Reduce False Positives With Corridor-Specific Rule Packs
JIL reduced compliance noise by applying corridor profiles and reason-coded outcomes for faster review.
Benchmark-based analysis
Controls must be explainable to auditors and efficient for operations.
Generic rules over-flagged legitimate flows and slowed business.
- Reduced false positives (target KPI)
- Increased reviewer velocity
- Preserved user experience by limiting friction to high-risk events
Why this problem persists
Generic compliance rules cannot distinguish between a $50K transfer to a known trade partner and a $50K transfer to a new beneficiary in a high-risk jurisdiction. Both get flagged, creating alert fatigue that slows legitimate business and desensitizes reviewers. In this scenario, the compliance team was processing thousands of alerts daily, with the vast majority being false positives on established relationships. Reviewer fatigue was degrading the quality of actual high-risk reviews, and business teams were frustrated by delays on routine transactions.
The JIL approach
JIL applied corridor-specific rule packs: known trade corridors with established beneficiaries used streamlined checks, while novel corridors with new beneficiaries triggered enhanced scrutiny. Every decision produced reason-coded outcomes for audit. The corridor profile engine classified relationships by history, risk profile, and regulatory requirements - then applied proportional rules. Established corridors with clean histories required minimal review, while new or high-risk corridors received enhanced scrutiny with explicit reason codes for every decision.

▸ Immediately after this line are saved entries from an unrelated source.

Issue #2339, opened 2018-12-02
Add condition to online/offline status detection


ifoche:
On 3 situations we need to add an extra-check of the online status:
- Just before a push
- When refreshing web pages or entering them for the first time
- When performing a login

This will be done by using a new endpoint (whose details are still not provided).

ifoche:
Ok, we have an answer about the definition of the endpoint, that should allow us to start with the development. Here it goes:

The exact endpoint might change but it will be of the form:
`[WS_url]/available/`

eg. https://apps.psi-mis.org/eRefWSProd/available/

You will be able to use the GET method.

The response to the endpoint will be:
```
{
   "available": true / false,
   "msg": "A plain text message such as: Available / In Maintenance / Unavailable"  
}
```
It is not implemented yet, but that should allow you to make progresses.

xurxodev:
@idelcano @ifoche This issue is not finished by manu, when we have maintenance hours again we should finish it, I assign it to @idelcano

ifoche:
Please find below the answer with the final endpoint implementation. Apparently we will need to add /api/ to the URL
```
Below api endpoint is now available:
https://apps.psi-mis.org/eRefWSProd/api/available
You can also do these:
https://apps.psi-mis.org/eRefWSProd/api/available?detail=Y
https://apps.psi-mis.org/eRefWSProd/api/available?detail=Y&timeout=1000
if 'detail=Y', possible additional information is:
- requestTime, timeoutUsed, wsSettingCacheRefreshed
'wsSettingCacheRefreshed' only shows up if 'wsSetting' cache were refreshed due to timeout or user request, thus, took a bit more time to response on this api endpoint.
```

PR #2349, opened 2018-12-26
Maintenance check api available

manuelplazaspalacio:
Connect #2339


manuelplazaspalacio:
Checking if the app is available on login and on push, we need to check if login and making push is working well with the new check added, creating and modifying test for it. With push there are some test done with this check but it needs more. With login there are no test.
Checking if the api is available needs an use case, repository, datasource; this is done. We need to do test for all of this classes, to check if it's working correctly.

idelcano:
### :pushpin: References
* **Issue:** close #2339
* **Related pull-requests:**

Add condition to online/offline status detection

I continue the @manuelplazaspalacio  work from his comment. 

Fixed some logic errors, fixed tests, and added some push test and create LoginUseCase tests.

Notes: 
- Run test from Staging variant.
- Run app from Debug variant.

To test the app:

The endpoint does not exist in the server at this moment. We should use breakpoints to test the workflow.

In the file eReferralsApiClient, the method getIfIsApiAvailable gets the available status.
I remove the content of that method by:

`
        ApiAvailable apiAvailable = new ApiAvailable(true, "text");

        if(apiAvailable.isAvailable()){
            throw new AvailableApiException();
        }

        return apiAvailable;
`
And you can use a breakpoint to change the apiAvailable.available value

 **Use case 1:** Run tests using Stagging variant
 **Use case 2:** The push of surveys doesn't work when the apiAvailable is false.
 **Use case 3:** The push of surveys work when the apiAvailable is true.
 **Use case 4:** When you enter in a webview with apiavailable is false, the webview is not reloaded.
 **Use case 5:** When you enter in a webview and refresh it, if the api available is true the webview is reloaded
 **Use case 6:** When you enter in a webview and refresh it, if the api available is false the webview show the server api not available error.
 **Use case 7:** First login shows api available error if the api available is false

### :art: UI changes?

app/src/androidTestEreferrals/java/org/eyeseetea/malariacare/CommonTestPreferencesControl.java
```diff
@@ -0,0 +1,127 @@
...
+import org.eyeseetea.malariacare.data.database.utils.PreferencesState;
+import org.eyeseetea.malariacare.data.repositories.ProgramRepository;
+import org.eyeseetea.malariacare.domain.entity.Credentials;
+import org.eyeseetea.malariacare.domain.entity.Program;
+import org.eyeseetea.malariacare.domain.entity.UserAccount;
+import org.junit.After;
+
+import java.io.IOException;
+
+public class CommonTestPreferencesControl {
```
xurxodev: @idelcano in these cases it is preferable to favour the composition over the inheritance.
You can see this article for one more extensive explanation http://xurxodev.com/favoreciendo-la-composicion-sobre-la-herencia-tambien-en-los-test/
please refactor this class to a junit rule

app/src/androidTestEreferrals/java/org/eyeseetea/malariacare/data/LoginUseCaseShould.java
```diff
@@ -0,0 +1,178 @@
...
+
+    private static final String AUTH_OK = "auth_ok.json";
+    private static final String API_AVAILABLE_OK = "api_available_ok.json";
+    private static final String API_AVAILABLE_NO_OK = "api_available_no_ok.json";
+    private CustomMockServer mCustomMockServer;
+    private LoginUseCase mLoginUseCase;
+    private int countSync;
+
+    @Rule
+    public ActivityTestRule<LoginActivity> mActivityRule = new ActivityTestRule<>(
```
xurxodev: To test LoginUseCase is not necessary launch LoginActivity

app/src/androidTestEreferrals/java/org/eyeseetea/malariacare/data/LoginUseCaseShould.java
```diff
@@ -0,0 +1,178 @@
...
+            LoginActivity.class);
+
+    @Before
+    public void cleanUp() throws IOException {
+        mCustomMockServer = new CustomMockServer(new AssetsFileReader());
+        savePreviousPreferences();
```
xurxodev: On this case to use user preferences is not necessary, here the test is more simple if you use a mock using mockito to replace AuthenticationLocalDataSource.

app/src/androidTestEreferrals/java/org/eyeseetea/malariacare/data/sync/exporter/PushUseCaseShould.java
```diff
@@ -47,25 +40,150 @@
...
-
     private Context mContext;
 
+    @Before
+    public void cleanUp() throws IOException {
+        mContext = InstrumentationRegistry.getTargetContext();
+        mCustomMockServer = new CustomMockServer(new AssetsFileReader());
+        savePreviousPreferences();
+
+        SharedPreferences sharedPreferences = PreferenceManager.getDefaultSharedPreferences(
```
xurxodev: I think using mocks, on this tests is not necessary to use real share preferences

app/src/androidTestEreferrals/java/org/eyeseetea/malariacare/data/sync/exporter/WSPushControllerShould.java
```diff
@@ -37,9 +33,11 @@
 import okhttp3.mockwebserver.MockResponse;
 import okhttp3.mockwebserver.MockWebServer;
 
-public class WSPushControllerShould {
+public class WSPushControllerShould extends CommonTestPreferencesControl {
```
xurxodev: I think using mocks, on this tests is not necessary to use real share preferences

app/src/ereferrals/java/org/eyeseetea/malariacare/fragments/WebViewFragment.java
```diff
@@ -143,31 +145,53 @@ private void loadUrlInWebView() {
...
+                        new GetWebAvailableUseCase.Callback() {
+                            @Override
+                            public void onSuccess() {
+                                executeOnWebAvailable();
+                            }
+
+                            @Override
+                            public void onError() {
+                                if(shouldShowError) {
+                                    showError();
```
xurxodev: In this case, we should show the API Status message to the user

app/src/main/java/org/eyeseetea/malariacare/LoginActivity.java
```diff
@@ -377,6 +377,12 @@ public void onMaxLoginAttemptsReachedError() {
                 Log.d(TAG, "onMaxLoginAttemptsReachedError");
                 mLoginActivityStrategy.disableLogin();
             }
+
+            @Override
+            public void onServerNotAvailable() {
+                Log.d(TAG, "onServerNotAvailable");
+                mLoginActivityStrategy.onServerNotAvailable();
```
xurxodev: In this case, we should show the API Status message to the user

xurxodev (changes requested):
@idelcano I have requested you some changes

app/src/androidTestEreferrals/java/org/eyeseetea/malariacare/rules/PreferencesDependenciesRules.java
```diff
@@ -0,0 +1,148 @@
...
+import org.junit.runner.Description;
+import org.junit.runners.model.Statement;
+import org.mockito.Mock;
+
+import java.io.IOException;
+import java.util.Date;
+
+import static org.mockito.Mockito.when;
+
+public class PreferencesDependenciesRules implements TestRule {
```
xurxodev: @idelcano this class has no sense because has many responsibilities:
1 - Mock server logic, It's good create a rule specific for this as in example on this article http://xurxodev.com/favoreciendo-la-composicion-sobre-la-herencia-tambien-en-los-test/
2 - givenALoginUseCase is used only from LoginUseCaseShould, so I think this method  should be where is called -> LoginUseCaseShould
3 - With others for pushusecase and pushcontroller occur the same

xurxodev (changes requested):
@idelcano there are several things to review:
- Executing androidTest there are test failing
- I have inserted comments in code
- Review use case tests because if It' is not used context because local data sources is mocked then I think that this test can be unit test (no instrumented test) and more speed to execute without emulator

idelcano:
@xurxodev 

After installing the app (using debug variant), log in, create a survey and running the instrumental test(using the staging variant) an exception crash make the test fail sometimes, 
but I can't replicate this problem all the executions...

I modified the BaseActivityShould thread treatment to use the Expresso tools, and I can't replicate the bug anymore. I think it is fixed

The failing test:
update_data_with_new_updated_configuration_version

This test starts with database objects from BaseActivityShould test.

The exception:

```
java.lang.NullPointerException: Attempt to invoke virtual method 'java.lang.String org.eyeseetea.malariacare.domain.entity.Program.getId()' on a null object reference
at org.eyeseetea.malariacare.data.sync.exporter.ConvertToWSVisitor.getConfigFileVersion(ConvertToWSVisitor.java:90)
at org.eyeseetea.malariacare.data.sync.exporter.ConvertToWSVisitor.init(ConvertToWSVisitor.java:71)
at org.eyeseetea.malariacare.data.sync.exporter.ConvertToWSVisitor.<init>(ConvertToWSVisitor.java:60)
at org.eyeseetea.malariacare.factories.SyncFactoryStrategy.getPushController(SyncFactoryStrategy.java:46)
at org.eyeseetea.malariacare.factories.ASyncFactory.getPushUseCase(ASyncFactory.java:34)
at org.eyeseetea.malariacare.services.strategies.PushServiceStrategy.executePush(PushServiceStrategy.java:207)
at org.eyeseetea.malariacare.services.strategies.PushServiceStrategy.onCorrectCredentials(PushServiceStrategy.java:149)
at org.eyeseetea.malariacare.services.strategies.PushServiceStrategy.access$000(PushServiceStrategy.java:35)
at org.eyeseetea.malariacare.services.strategies.PushServiceStrategy$1.onLoginSuccess(PushServiceStrategy.java:76)
at org.eyeseetea.malariacare.domain.usecase.LoginUseCase$4.run(LoginUseCase.java:162)
at android.os.Handler.handleCallback(Handler.java:790)
at android.os.Handler.dispatchMessage(Handler.java:99)
at android.os.Looper.loop(Looper.java:164)
at android.app.ActivityThread.main(ActivityThread.java:6494)
at java.lang.reflect.Method.invoke(Native Method)
at com.android.internal.os.RuntimeInit$MethodAndArgsCaller.run(RuntimeInit.java:438)
at com.android.internal.os.ZygoteInit.main(ZygoteInit.java:807)
```


I fixed another bug after running tests and re-open the app, in that the user was null,
 but I read a write in preferences like other preferences in baseactivityshould test, and it works.

xurxodev (approved):
thanks @idelcano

Every settlement event produces verifiable evidence
Before vs After
- Generic rules flag everything
- Alert fatigue
- Slow review cycles
- Degraded user experience
- Corridor-specific rules
- Reason-coded outcomes
- Fast targeted review
- Friction only where needed
What Made the Difference
Corridor profiles
apply risk-appropriate rules per relationship
Reason codes
accelerate review with explicit decision context
Targeted friction
preserves user experience on low-risk corridors
Evidence export
audit-ready compliance documentation
Deployment path
Expand corridor profiles to all payment types, integrate machine learning for dynamic risk scoring, and automate quarterly compliance reporting from evidence exports.
Benchmark-Based Modeled Impact: The "Modeled impact" estimates above are derived from public benchmarks and the control changes enabled by JIL Sovereign. Actual outcomes vary by corridor coverage, policy configuration, counterparties, and operating environment.